I realize I don't fully understand statements such
"the dipole moment of any spin-zero state must vanish exactly" in answers such as What is the magnetic dipole moment of a pion? or Is there an experimental value for the magnetic moment of the Kaons?
Do pseudoscalar mesons have zero magnetic moments because they have zero spin and the Wigner-Eckart theorem applies, or because they have a particular quark model internal structure due to Quantum ChromoDynamics (QCD)?
Consider, for example, a $K^+$ ($u\bar{s}$) meson.
It's spin-flavour wave function is
$$K^+=-\frac{1}{\sqrt{2}}\left(u\uparrow\bar{s}\downarrow-u\downarrow\bar{s}\uparrow\right)$$
and we can see that the average spins for $u$ and $\bar{s}$ quarks are both zero separately, so their intrinsic quark magnetic moments independently cancel out. This does not happen with the proton and electron in a hydrogen atom.
Of course a meson is very different from a hydrogen atom. The meson's binding energy is $\sim10^7$ larger then that of hydrogen and the binding QCD force doesn't care about a quark's flavour or electric charge. A meson is orders-of-magnitude small than an atom. Changing the quark-antiquark spins from an antiparallel spin-0 state to a parallel spin-1 state spin inside a meson increases the meson mass by hundreds of MeV, compared to $\sim 6\times10^{-6}$ eV for changing a hydrogen atom from spin 0 to spin 1.
So I guess my confusion is about how the Wigner-Eckart theorem applies to composite systems, and what is the essential difference between a composite spinless meson that cannot have a dipole moment and a composite spinless atom that does have one?

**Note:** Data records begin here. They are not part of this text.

PR #641, opened 2024-09-27
Documentation for variable subs

loneil:
(Note: do not need to include in release we just made)

Document proof request variables in VCAuthN. Added a _Proof Substitution Variables_ section to `ConfigurationGuide.md` and linked to it from a couple other spots.

Also some library updates

### DIFF
--- a/docs/ConfigurationGuide.md
+++ b/docs/ConfigurationGuide.md
@@ -23,7 +23,7 @@ To input settings manually, or review them:
 
 - **Token URL**: this must be set to `{PUBLIC_VC_AUTHN_URL}/token`
 
-- **DIsable User Info**: it is recommended to disable the user info endpoint, since VC Authn does not store/provide user information.
+- **Disable User Info**: it is recommended to disable the user info endpoint, since VC Authn does not store/provide user information.
 
 - **Client ID/Client Secret**: these settings will be used to identify and secure the IdP integration between Keycloak and VC Authn. Make sure the **client secret** parameter is unique to your VC Authn instance. VC-AuthN supports two methods of client authentication: `Client secret sent as basic auth` and `Client secret sent as post`.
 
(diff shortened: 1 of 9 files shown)


docs/ConfigurationGuide.md
```diff
@@ -90,3 +90,47 @@ Several functions in VC-AuthN can be tweaked by using the following environment
...
+See the `oidc-controller\api\verificationConfigs\variableSubstitutions.py` file for implementations.
+
+#### Customizing variables
+
+In `oidc-controller\api\verificationConfigs\variableSubstitutions.py` there are the built-in variables above.
+For an advanced use case, if you require further customization, it could be possible to just replace that `variableSubstitutions.py` file 
+in a VC-AuthN implementation and the newly introduced variables would be run if they are included in a proof request configuration.
+
+For regular variables they can be added to the `static_map`, mapping your variable name to a function doing the operation.  
+For "dynamic" ones alter `__contains__` and `__getitem__` to use a regex to parse and extract what is needed.
```
esune, line 134: This got me thinking: what about being able to specify a file that `adds` or `replaces` variable substitutions to the `static_map`, rather than replacing the file?

i.e.: default variable substitutions are always available, but if a separate file path is specified we take it's function members and add them to the map so they can be used as well. Not for this PR, but dropping the comment here as it is in context.

esune (approved):
Docs look good, thanks! 👍🏻

docs/ConfigurationGuide.md
loneil: Yeah we could probably have it look for the presence of another file and then import functions. The current model would need an operator to overwrite the existing file (and could end up with conflicts if the default file gets changed etc).

esune: I'll log something for us to look into - that was exactly my thinking.

Issue #583, opened 2024-07-16
Sort out OOB Handshake Protocols


loneil:
OOB proofs are working to the BC Wallet provided we do not put anything in `handshake_protocols`

The call to ACA-Py to make the OOB includes the handshake_protocols in the response, but we were not including that in our model (by mistake!) so it does not end up in the QR Code/Deep Link payload.
Fixing that and having it go through as `[]` causes an invalid QR code with an error in the wallet

![image](https://github.com/user-attachments/assets/2e5b1339-971e-40c6-9234-1255fff5d227)

Setting content in there, didcomm or connections causes the wallet to spin.

Some context here: https://github.com/bcgov/vc-authn-oidc/pull/582

I don't know if we are missing some other fields in our OOB invitation creation in order to be using handshake_protocols as a blank, or filled array (or which of those cases we'd want for sure)
Or not sure if this is an issue on the BC Wallet side, or Credo or something...
need some investigation then can add back in handshake_protocols to our model.

esune:
Might be related to this: https://github.com/openwallet-foundation/credo-ts/blob/808878decbe66909fa9568284ae10cf29201f50d/packages/core/src/modules/oob/OutOfBandApi.ts#L423

cvarjao:
The error message is related to:
https://github.com/search?q=repo%3Aopenwallet-foundation%2Fcredo-ts+%22Handshake+protocols%22&type=code

esune:
> The error message is raised from: https://github.com/search?q=repo%3Aopenwallet-foundation%2Fcredo-ts+%22Handshake+protocols%22&type=code

Thanks @cvarjao. Do you think we could expect an empty array to be handled/treated as if the option was not set (this is what ACA-Py seems to do), or do we need to gather consensus on what "optional" attribute means first? Trying to figure out where to route this issue next, since VC-AuthN is just a "consumer".

cvarjao:
I do not understand the protocol at the level to provide any meaning feedback, but sounds like credo/aca-py need to have some alignment on how it is implemented though.

wadeking98:
I'm running into this after my fix for the `_url` deeplink issue (https://github.com/bcgov/bc-wallet-mobile/issues/2053). I can fix the original error but after that I run into this error because the handshake_protocols is just an empty array in the message body

esune:
[...]

PR #650, opened 2024-10-03
Add back handshake protocols

loneil:
Add back in the handshake protocols field in the model for OOB invitations. See details here https://github.com/bcgov/vc-authn-oidc/issues/583

BC Wallet has released a while back with the Credo version that handles this now.

We provide a blank array in default setup for VCAuth at this time:

image


esune (approved):

loneil:
> LGTM 👍🏻
> 
> @loneil you were able to test this so we can merge, right?

Yeah can go ahead, tested out on iPad release version and Android beta

PR #657, opened 2024-10-09
Helm Chart Improvements

i5okie:
- Do not create the database secret, use the secret created by PostgreSQL chart itself when enabled.
- Update Values file
- Update _helpers
- Update and clean up Readme

**Note:**
_When installing with a custom release name that does not contain "vc-authn-oidc", the user must set `fullNameOverride`._


esune (approved):
Changes look good. Are you going to coordinate the (manual) updates that need to happen in `dev` when switching to this release (i.e.: as soon as it is merged to main) as well as for `test`/`prod` in the near future?

Issue #544, opened 2024-06-12
Pydanctic .dict() depcrecation warnings


loneil:
Places using the Pydantic models and `.dict()` show a warning

![image](https://github.com/bcgov/vc-authn-oidc/assets/17445138/84e15dbd-5f79-40ee-a651-87d5ed6d9921)
 
Can(?) I think just replace like:
```
response = client.create_presentation_request(ver_config.generate_proof_request())
pres_exch_dict = response.model_dump()
```

esune:
Resolved in #658

PR #658, opened 2024-10-11
Python version upgrade and remove deprecated functions

### LINKED ISSUE #605: Python 3.12
OIDC controller is presently running python 3.11.
Should update and test out 3.12 (the ACA-Py agent is using 3.12 as part of being on ACA-Py 1.0.0)

Gavinok:
This PR resolves #605 as well as #544 

In addition to upgrading the python version I also have removed multiple deprecation notices related to types, the `dict()` method, `parse_obj()` method, and updated the pytest settings.


esune (approved):
👍🏻

PR #40, opened 2017-07-20
change_command_r

iofik:
Helpful for vim-users having TouchBared macs when other options (like CapsLock) are not good for some reason.


tekezo:
Thanks!

PR #42, opened 2017-07-21
Add shift-LR -> caps_lock

Huluk:
Toggle caps lock by pressing left Shift and right Shift at the same time.
This frees up the caps key for other modifications.


tekezo:
Thanks!

PR #47, opened 2017-07-23
*Added rule*: Caps and enter to ctrl. Ctrl to caps.

grhawk:
This idea of a complex-rules repo is very very nice!  Wonderful Job. Below the commit string.

I find this rule extremely useful when using emacs!


tekezo:
Thanks!

PR #54, opened 2017-07-25
[JIS] "Shift+2" to "@"

spookyway:
Title says all

### DIFF
--- a/src/json/jis-at-symbol
+++ b/src/json/jis-at-symbol
@@ -1,0 +1,19 @@
+{
+   "title": "JIS-to-ISO-for-Macbook-Pro-testing"
+   "rules": [
+     {
+       "description": "Change Shift + 2 to at symbol",
+       "manipulators": [
+       {
+         "type":"basic",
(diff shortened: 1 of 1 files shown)


spookyway:
Thank you for your feedback. Later I'd update this project by changing other JIS elements to corresponding ISO ones as far as possible.

tekezo:
Does not this configuration help you?

spookyway:
It does, but partly. "¥" and "_" keys do nothing under the virtual keyboard layout. Some keys are missing as well. Now I'm using "kana" key as tilda . . . but the layout can be improved in more effective way.

tekezo:
OK, please fill the keys which is not possible by keyboard type.

Note:
I recommend you to use simple_modifications if keys can be simply exchanged to avoid conflict another complex_modifications rules.
Karabiner-Elements applies only one complex_modifications for one event.
If you use complex_modifications to layout changes, other complex_modifications rules (e.g., emacs key bindings) will be ignored for the keys.

tekezo:
I close this PR for now.
Please make new PR when you made a complete definition.

PR #57, opened 2017-07-26
Added rule - ALT<=>CMD in Autodesk Maya

kurtontheway:
Added a rule of swapping option and command in Autodesk Maya.


tekezo:
Thanks!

Edit Note: I originally incorrectly used $J$ for the atom's total angular momentum instead of the correct F, which is why it is mentioned in Rob's answer.
Best Answer
I believe the difference is that atoms can be modeled in the non-relativistic limit where total, orbital, and spin angular momenta $J,L,S$ for the electronic sector, and the nuclear spin $I$, are all commuting observables. (Note that hydrogen’s electronic ground state is $^{2S+1}L_J={}^2S_{1/2}$. The hyperfine transition whose micro-eV energy you give usually gets the quantum numbers $F=1\to0$, rather than your $J$.) Because the operators for $S$ and $I$ both commute with the Hamiltonian, they are good quantum numbers for energy eigenstates and you can sensibly talk about a magnetic moment proportional to one or the other.
In relativistic systems, including the smallest nuclei, this approximation is no good. The two nucleons in the deuteron, for example, are in a mixture of $^3S_1$ and $^3D_1$ angular momentum states, so we can’t assign a direction to the nucleon spins in polarized deuterium.